US 11,755,376 B2
Automatic assignment of hardware/software resources to different entities using machine learning based on determined scores for assignment solutions
Nick Pendar, San Ramon, CA (US); and Eric Christopher Hagen, Danville, CA (US)
Assigned to CALLIDUS SOFTWARE, INC., Dublin, CA (US)
Filed by Callidus Software, Inc., Dublin, CA (US)
Filed on Aug. 23, 2019, as Appl. No. 16/549,886.
Prior Publication US 2021/0055973 A1, Feb. 25, 2021
Int. Cl. G06F 9/50 (2006.01); G06N 20/00 (2019.01); G06N 3/126 (2023.01)
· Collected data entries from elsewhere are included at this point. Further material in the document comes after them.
PR #950, opened 2021-10-06
[WEB-1159] Only show resend invite button for non-declined invites

clintonium-119:
Addresses some QA feedback, where the action to resend declined invites was present in the UI, but disallowed (by design) on the backend.


krystophv (approved):
LGTM 🚢

PR #965, opened 2021-11-18
[WEB-1301] Fix for missing profile page custodial permissions

clintonium-119:
See [WEB-1301] for details.

I also noticed a couple of small issues that I fixed at the same time:

1. Since we no longer show the private workspace option on the 'Workspaces' page, it no longer makes sense to redirect there when a clinician is a member of only 1 clinic - even if they have an active private workspace.
2. There was a bug where the workspace switcher was sometimes not showing the private workspace option when it should.  This is now fixed

[WEB-1301]: https://tidepool.atlassian.net/browse/WEB-1301?atlOrigin=eyJpIjoiNWRkNTljNzYxNjVmNDY3MDlhMDU5Y2ZhYzA5YTRkZjUiLCJwIjoiZ2l0aHViLWNvbS1KU1cifQ

### DIFF
--- a/app/components/clinic/WorkspaceSwitcher.js
+++ b/app/components/clinic/WorkspaceSwitcher.js
@@ -72,7 +72,7 @@ export const WorkspaceSwitcher = props => {
 
       setMenuOptions(options);
     }
-  }, [clinics]);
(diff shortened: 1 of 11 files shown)


krystophv (approved):
LGTM 🚢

CPC G06F 9/5055 (2013.01) [G06F 9/5044 (2013.01); G06N 3/126 (2013.01); G06N 20/00 (2019.01)] 16 Claims
OG exemplary drawing
 
1. A computing device comprising:
one or more processors;
a non-transitory computer-readable medium storing machine learning algorithm instructions and an application including a random assignment generator, a score determiner, a subset solution selector, a mutation/mating generator, and an assignment finalizer that, when executed by the one or more processors of the computing device, cause the computing device to perform operations comprising:
randomly assigning, by the random assignment generator, a set including a plurality of hardware/software resources from a plurality of hardware/software resources to each of a plurality of requesters of hardware/software resources to form a hardware/software resources assignment solution, where a portion of the set including the plurality of hardware/software resources from the plurality of hardware/software resources randomly assigned to each of the plurality of requesters of hardware/software resources overlap;
determining, by the score determiner, a score associated with the hardware/software resources assignment solution, wherein the score is indicative of fitness of the hardware/software resources assignment solution;
repeating, by the random assignment generator, the random assigning of a set of hardware/software resources from the plurality of hardware/software resources to the plurality of requesters of hardware/software resources to form a hardware/software resources assignment solution and the determining of the score associated with the hardware/software resources assignment solution a number of times to form a set of solutions, each solution in the set of solutions having a respective score associated therewith;
selecting, by the subset solution selector, a subset of the set of solutions to form a subset of solutions based on an unsupervised machine learning of the scores of the plurality of hardware/software resources assignment solutions over the number of times;
creating, by the mutation/mating generator, additional solutions by changing hardware/software resource assignments within the subset of solutions, the changing of hardware/software resource assignments within the subset of solutions includes randomly swapping the sets of hardware/software resources from the hardware/software resource assignments within the subset of solutions between the plurality of requesters of hardware/software resources within the subset solutions, including (i) randomly swapping sets of hardware/software resources between different requestors within a same solution and (ii) randomly swapping sets of hardware/software resources between different requestors from a different solution;
determining, by the score determiner, scores associated with the additional solutions;
repeating, by the respective subset solution selector, mutation/mating generator, and score determiner, the selecting, the creating, and the determining of scores for further additional solutions, based on the unsupervised machine learning of the scores of the plurality of hardware/software resource assignments, until a certain criteria is met, the criteria being one or more of an expiration of a threshold period, a determined number of iterations, and an improvement from one iteration to a next iteration based on the determined score is less than a determined threshold;
finalizing, by the assignment finalizer, assigning of the plurality of hardware/software resources to the plurality of requesters by selecting a solution from a latest set of solutions of the further additional solutions when the certain criteria is met, wherein the selecting of the solution is based on a determined respective score associated with the further additional solutions when the certain criteria is met, where a portion of the selected solution including the plurality of hardware/software resources assigned to the plurality of requesters of hardware/software resources overlap and the selected solution is optimally finalized using machine learning;
utilizing the finalized assignment of the plurality of hardware/software resources to the plurality of requesters; and
executing an assignment of the plurality of hardware/software resources to the plurality of requesters as specified in the finalized assignment.